I have no idea how much it consumes but i just checked it on Power requirement calculator and it says that my system should consume around 485 watts on peak load with a 7950. So i guess i will be safe with my PSU.

Coming to gtx 660Ti which variant will you prefer. ASUS GTX 660Ti DC2 Asus NVIDIA GTX660 TI-DC2T-2GD5 2 GB GDDR5 Graphics Card | Graphics Card | Flipkart.com

Or 

MSI GTX 660Ti PE MSI NVIDIA N660Ti PE 2GD5/OC 2 GB GDDR5 Graphics Card | Graphics Card | Flipkart.com


----------



## Thetrueblueviking (Nov 11, 2012)

But you could go for a MSI 7950 which is shorter.

*www.tomshardware.com/news/MSI-GTX-660-670-overvolting-PowerEdition,18013.html
Also read the 1st review of the MSI 660 Ti on flipkart.

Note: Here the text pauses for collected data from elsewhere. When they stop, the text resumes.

PR #147, opened 2015-07-27
Key delimiter refactor

EggyLv999:
moving the key delimiter option to config so it can be accessed in multiple places.

### DIFF
--- a/config/test.js
+++ b/config/test.js
@@ -32,7 +32,7 @@ module.exports = {
   },
 
   cache: {
-    volumeCachePath: path.join(__dirname, '..', 'test', 'tmp')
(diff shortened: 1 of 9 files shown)


config/test.js
```diff
@@ -32,7 +32,7 @@ module.exports = {
   },
 
   cache: {
-    volumeCachePath: path.join(__dirname, '..', 'test', 'tmp')
+    volumeCachePath: path.join('/tmp', 'test-cache')
```
gregarndt: is the reason for polluting things outside of the docker-worker directory so that we have a determinate path for tests?

EggyLv999: This was me trying to fix failing tests that really shouldn't have been. I'll take a closer look at this patch later.

PR #153, opened 2015-08-01
Increasing the poll interval for workers nearing end of billing cycle

EggyLv999:
I'm not sure how much of a change this will have, but I do know this:

On a workertype with 1 worker (of which there are very few), we are at worst adding 70 seconds of wait time. On a workertype with many workers, this will hopefully reduce the number of workers sitting around with low used capacity by allowing workers to pull in larger batches of tasks at once. Of course, this is speculation, because I don't know what changing the polling from like an average of 20 polls/second for a big workertype like b2gtest or flame-kk to 3 polls/second will do. It also slows polling after a while, allowing workers nearing the end of a billing cycle to have a higher chance of dying instead of picking up new tasks. Maybe it won't do much. Hopefully though, this lets workers shut down when they should be shutting down, maybe reducing our AWS bill by a smidgeon.

### DIFF
--- a/bin/worker.js
+++ b/bin/worker.js
@@ -220,7 +220,7 @@ async function main () {
 
   var runtime = new Runtime(config);
 
-  runtime.host = host;
+  runtime.hostManager = host;
 
   // Instantiate PrivateKey object for decrypting secure data
   // (currently encrypted environment variables)
--- a/bin/worker.js
+++ b/bin/worker.js
@@ -219,7 +219,7 @@ async function main () {
   config.gc.addManager(config.volumeCache);
 
   var runtime = new Runtime(config);
-  
+
   runtime.host = host;
 
   // Instantiate PrivateKey object for decrypting secure data
--- a/bin/worker.js
+++ b/bin/worker.js
@@ -240,7 +240,7 @@ async function main () {
   }
 
   // Build the listener and connect to the queue.
-  var taskListener = new TaskListener(runtime);
+  var taskListener = new TaskListener(host, runtime);
   runtime.gc.taskListener = taskListener;
   shutdownManager.observe(taskListener);
 
--- a/bin/worker.js
+++ b/bin/worker.js
@@ -219,6 +219,8 @@ async function main () {
   config.gc.addManager(config.volumeCache);
 
   var runtime = new Runtime(config);
+  
+  runtime.host = host;
 
   // Instantiate PrivateKey object for decrypting secure data
   // (currently encrypted environment variables)
@@ -240,7 +242,7 @@ async function main () {
   }
 
   // Build the listener and connect to the queue.
-  var taskListener = new TaskListener(host, runtime);
+  var taskListener = new TaskListener(runtime);
   runtime.gc.taskListener = taskListener;
   shutdownManager.observe(taskListener);
 
--- a/config/defaults.js
+++ b/config/defaults.js
@@ -127,7 +127,11 @@ module.exports = {
 
   taskQueue: {
     // Task queue will be polled on a frequent interval for new pending tasks
-    pollInterval: 30 * 1000,
+    pollInterval: 5 * 1000,
+    // Task queue will be polled slower near the end of a billing cycle by this many times
+    pollIntervalMultiplier: 12,
+    // Task polling will slow down in the last 1/x of a billing cycle
+    slowdownDivisor: 3,
     // If signed url for queue expires within now()+expiration, refresh queues
     expiration: 5 * 60 * 1000,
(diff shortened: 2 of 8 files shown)


bin/worker.js
```diff
@@ -240,7 +240,7 @@ async function main () {
   }
 
   // Build the listener and connect to the queue.
-  var taskListener = new TaskListener(runtime);
+  var taskListener = new TaskListener(host, runtime);
```
gregarndt: I would suggest adding the host manager to the runtime in case later on this needs to be used elsewhere.

config/defaults.js
```diff
@@ -128,6 +128,10 @@ module.exports = {
   taskQueue: {
     // Task queue will be polled on a frequent interval for new pending tasks
     pollInterval: 5 * 1000,
+    // Task queue will be polled slower near the end of a billing cycle by this many times
+    pollIntervalMultiplier: 12,
```
gregarndt: Perhaps add to the comment as to why these are not just magic numbers to use.

lib/task_listener.js
```diff
@@ -181,6 +182,18 @@ export default class TaskListener extends EventEmitter {
               stack: e.stack
           });
         }
+        let stats = {
+          uptime: this.host.billingCycleUptime(),
+          interval: this.host.billingCycleInterval()
+        };
+        let remainder = stats.interval - (stats.uptime % stats.interval);
+        if(remainder * this.runtime.taskQueue.slowdownDivisor > stats.interval) {
```
gregarndt: we should add something to the task polling test to verify this logic and to make sure it doesn't accidentally get changed later on.

EggyLv999: @gregarndt Any ideas on how to do this? The uptime and interval can't really be adjusted for testing purposes, so I'm not really sure how to test this without waiting for 40 minutes for the slowdown period to begin on its own.

gregarndt: Sure, wait 40 minutes!  No problem in that..

or you could do something like:
https://github.com/taskcluster/docker-worker/blob/master/test/integration/shutdown_test.js#L31
https://github.com/taskcluster/docker-worker/blob/master/test/integration/shutdown_test.js#L13

lib/states.js
```diff
@@ -60,7 +60,7 @@ export default class States {
       {state: method}
     ).then(results => {
       if (errors.length > 0) {
-        throw new Error(errors.map(e => e.toString()).join(' | '))
+        throw new Error(errors.map(e => (e.toString() + e.stack)).join(' | '));
```
gregarndt: I'm not sure if the stack trace should be included here.  These errors get caught in task.js and end up in the log.  We should log these errors and stack traces to debug and remove things like this: https://github.com/taskcluster/docker-worker/blob/master/lib/task.js#L585

test/integration/task_polling_test.js
```diff
@@ -97,4 +98,43 @@ suite('Task Polling', () => {
...
+    settings.billingCycleUptime(30);
+    settings.billingCycleInterval(40);
+
+    worker = new TestWorker(DockerWorker);
+    await worker.launch();
+    //make sure the polling timer is accurate
+    await base.testing.sleep(6000);
+
+    settings.billingCycleUptime(0);
+    await new Promise((accept, reject) => {
```
gregarndt: So one of the things we've done in tests is using the wait_for_event module and you can do something like

let pollingMessage = await waitForEvent(worker, 'polling');
assert.equal(pollingMessage.message, 'polling interval adjusted', <some error message if this fails>)

Either this happens or the test will time out.

test/integration/task_polling_test.js
```diff
@@ -97,4 +98,43 @@ suite('Task Polling', () => {
...
+      worker.on('polling', data => {
+        console.log(data.message);
```
gregarndt: Also, regardless if we use waitForEvent or this promise, we don't want to be logging to console.log in tests and clouding up the test output.

lib/states.js
EggyLv999: But aren't the stack traces of these errors lost forever when we use e.toString()? Or am I misunderstanding something here?

lib/task_listener.js
```diff
@@ -181,6 +182,32 @@ export default class TaskListener extends EventEmitter {
               stack: e.stack
           });
         }
+        let stats = {
+          uptime: this.host.billingCycleUptime() || 0,
```
gregarndt: If the only reason to do this is because the tests don't specify it, I would rather find a way to include in the tests rather than defaulting here.

PR #154, opened 2015-08-04
Hopefully fixes issues with querystring in interactive

EggyLv999:


EggyLv999:
If there's no complaints, this should be merged asap so I can check tools integration on interactive.

PR #428, opened 2025-07-18
feat(group):Allow devices group and add groupModel affinity

QuentinRousselet:
## What this PR does ? 
Allows group to contain devices on top of assets

Adds an affinity object in the group model

```ts
{
  /**
   * Type of elements accepted in the group
   */
  type: Array<"assets" | "devices">;
  /**
   * Models accepted in the group
   */
  models: {
    assets?: string[];
    devices?: string[];
  };
  /**
   * Weather the affinities are a strict restriction or not
   */
  strict: boolean;
}
```
This affinity define if a group can contain assets and/or devices
It also defines an array of preferred models for each of those types. If the strict field is set to true, the group can only contain assets/devices of those models.  

### Other changes
Adds a listItems endpoint to the group controller to fetch the devices and assets

### DIFF
--- a/lib/modules/asset/types/AssetContent.ts
+++ b/lib/modules/asset/types/AssetContent.ts
@@ -32,7 +32,7 @@ export interface AssetContent<
     measureNames: Array<{ asset: string; device: string; type: string }>;
   }>;
   /**
-   * Id's of asset groups
+   * Path's of asset groups
    */
   groups: Array<{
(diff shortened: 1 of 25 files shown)


Juiced66 (approved):
PR name should be change to be meaningful and represents the work that's done. 

LGTM

afondard (approved):
LGTM

PR #438, opened 2025-09-16
fix(assetsController): await a promise inside of a try-catch

QuentinRousselet:
## What does this PR do ?
A promise was not awaited inside of a try catch


etrousset (approved):

cyrng (approved):
LGTM

PR #439, opened 2025-09-19
fix(assetsController): await promise in try catch

QuentinRousselet:
## What does this PR do ?
A promise was not awaited in a try catch in `AssetsController` `updateModelLocales`


cyrng (approved):
LGTM

PR #441, opened 2025-10-01
fix(measures): add device origin groups field to measure documents

QuentinRousselet:
## What does this PR do ?
This PR adds missing origin device groups in measure documents during ingestion.

### Other changes
Linked to issue [KZLPRD-1039](https://kuzzle.atlassian.net/browse/KZLPRD-1040) prevent the ingestion with no measures

[KZLPRD-1039]: https://kuzzle.atlassian.net/browse/KZLPRD-1039?atlOrigin=eyJpIjoiNWRkNTljNzYxNjVmNDY3MDlhMDU5Y2ZhYzA5YTRkZjUiLCJwIjoiZ2l0aHViLWNvbS1KU1cifQ

### DIFF
--- a/lib/modules/decoder/PayloadService.ts
+++ b/lib/modules/decoder/PayloadService.ts
@@ -115,7 +115,14 @@ export class PayloadService extends BaseService {
     for (const device of devices) {
       const {
         _id,
-        _source: { reference, model, metadata, linkedMeasures, engineId },
+        _source: {
+          reference,
+          model,
+          metadata,
+          linkedMeasures,
+          engineId,
+          groups,
+        },
       } = device;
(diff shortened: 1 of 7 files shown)


etrousset (changes requested):
* make a function to fill the source object to avoid copying the same code several time and allow future field addition with avoiding forgetting some places.

Repeated code : 
`source: {
                deviceMetadata: metadata,
                groups,
                id: _id,
                metadata: deviceMetadataChanges,
                model: model,
                reference: reference,
                type: "device",
              },`
* Implement the TODO and remove se code (should be a matter of using the same source object build function

etrousset (approved):

PR #453, opened 2025-12-11
fix(unlinkAsset): throw if no measure to unlink is provided

QuentinRousselet:
## What does this PR do ?
This PR adds a guard in `AssetsController` `unlinkDevices` and `DevicesController` `unlinkAssets` that throws if threre are no measures provided to be unlinked

Try unlinking measures from a device or an assets with an empty array of measures

KZLPRD-1125


etrousset (changes requested):
Shouldn't the error case be described in the API documentation?

etrousset (approved):

PR #468, opened 2026-03-30
fix(models): return all asset models for super admin without engineGroups (KZLPRD-925)

pvermeil-kuzzle:
## What does this PR do ?
Fixes `listAssets` returning empty results when a super admin calls it without `engineGroups`.

### Changes
- Add `listAllAssets()` to `ModelService` — queries all asset models from the models collection without scope filtering
- In `ModelsController.listAssets()`, detect admin profile and call `listAllAssets()` when `engineGroups` is empty
- Non-admin users are unaffected — they still require `engineGroups` for scoped access

- As super admin, call `device-manager/models:listAssets` without `engineGroups` — should return all asset models
- As non-admin, same call should return only commons models (default behavior)

### DIFF
--- a/plugin/lib/modules/model/ModelService.ts
+++ b/plugin/lib/modules/model/ModelService.ts
@@ -678,6 +678,21 @@ export class ModelService extends BaseService {
     );
   }
 
+  /**
+   * List all asset models regardless of engine group scope.
+   * Used for super admin global view.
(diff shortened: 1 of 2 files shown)


pvermeil-kuzzle:
Reopening under correct ticket KZLPRD-1205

Hence Asus one would be better.


----------



## rohit32407 (Nov 11, 2012)

Yes thats exactly the article which was bothering me. I think I will measure the exact length in the morning because even the GTX 660Ti from ASUS is almost 10.8 inches. Man never thought that size of the card could affect my choice for the GPU, man this is one hell of a nightmare.


----------



## Thetrueblueviking (Nov 11, 2012)

Why not go for MSI R7950-2PMD3GD5/OC 

It measures 10.63"


----------



## rohit32407 (Nov 11, 2012)

cooler on that card doesn't look good. Is that the reference design on that card?

EDIT: Ok so I checked and the 290mm, which is the size of that sapphire 7950 with boost, is the absolute limit of my case. Even a 3-4 mm here and there and it won't fit. So i guess I will go with ASUS GTX 660Ti DirectCU II TOP as it should easily fit into my case. I hope it's good enough for just next 8 months because after that i probably won't get to game for like 2 years.


----------



## Thetrueblueviking (Nov 11, 2012)

rohit32407 said:


> I hope it's good enough for just next 8 months because after that i probably won't get to game for like 2 years.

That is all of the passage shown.